Speech Recognition

First, make sure you followed the Speech installation instructions .

After that you should be able to run toy speech example with no errors:

python run.py --config_file=example_configs/speech2text/ds2_toy_config.py --mode=train_eval

How to train the model on LibriSpeech dataset

First, you need to download and preprocess the LibriSpeech dataset. Assuming you are in the base folder, run:

sudo apt-get -y install sox libsox-dev
mkdir -p data
python scripts/import_librivox.py data/librispeech

Note, that this will take a lot of time, since it needs to download, extract and convert around 55GB of audio files. The final dataset size will be around 224GB (including archives and original compressed audio files, feel free to delete them to get 106GB).

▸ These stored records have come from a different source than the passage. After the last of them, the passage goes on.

PR #203, opened 2020-06-12
Correct version string for `--version` flag (swift-5.1-branch)

MPLew-is:
This is going to be a pain to keep bumping for every release, but this change at least gets the correct version in for now.

I'm guessing at a version here based on the 5.2-related versioning scheme, but I feel like it's important to have something beyond `0.0.1` to indicate what version it is for testing purposes. Feel free to close though if you think this isn't necessary.

### DIFF
--- a/Sources/swift-format/main.swift
+++ b/Sources/swift-format/main.swift
@@ -56,7 +56,7 @@ fileprivate func main(_ arguments: [String]) -> Int32 {
     dumpDefaultConfiguration()
     return 0
   case .version:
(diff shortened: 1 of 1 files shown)


MPLew-is:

Now, everything should be setup to train the model:

python run.py --config_file=example_configs/speech2text/ds2_small_1gpu.py --mode=train_eval

If you want to run evaluation/inference with the trained model, replace --mode=train_eval with --mode=eval or --mode=infer. For inference you will need to provide additional --infer_output_file=<output file> argument.

How to build your own language model

Language models usually help speech2text decoder to correct misspellings in recognized utterances. FullyConnectedCTCDecoder uses N-gram KenLM based models. In order to build a language model, please use build_lm.py script. For example, run the following commands for LibriSpeech:

export LS_DIR=/data/speech/LibriSpeech/
python scripts/build_lm.py --n 5 $LS_DIR/librivox-train-clean-100.csv $LS_DIR/librivox-train-clean-360.csv librivox-train-other-500.csv

You will get as a result two files: the binary language model librivox-train-clean-100.binary and its trie librivox-train-clean-100.trie.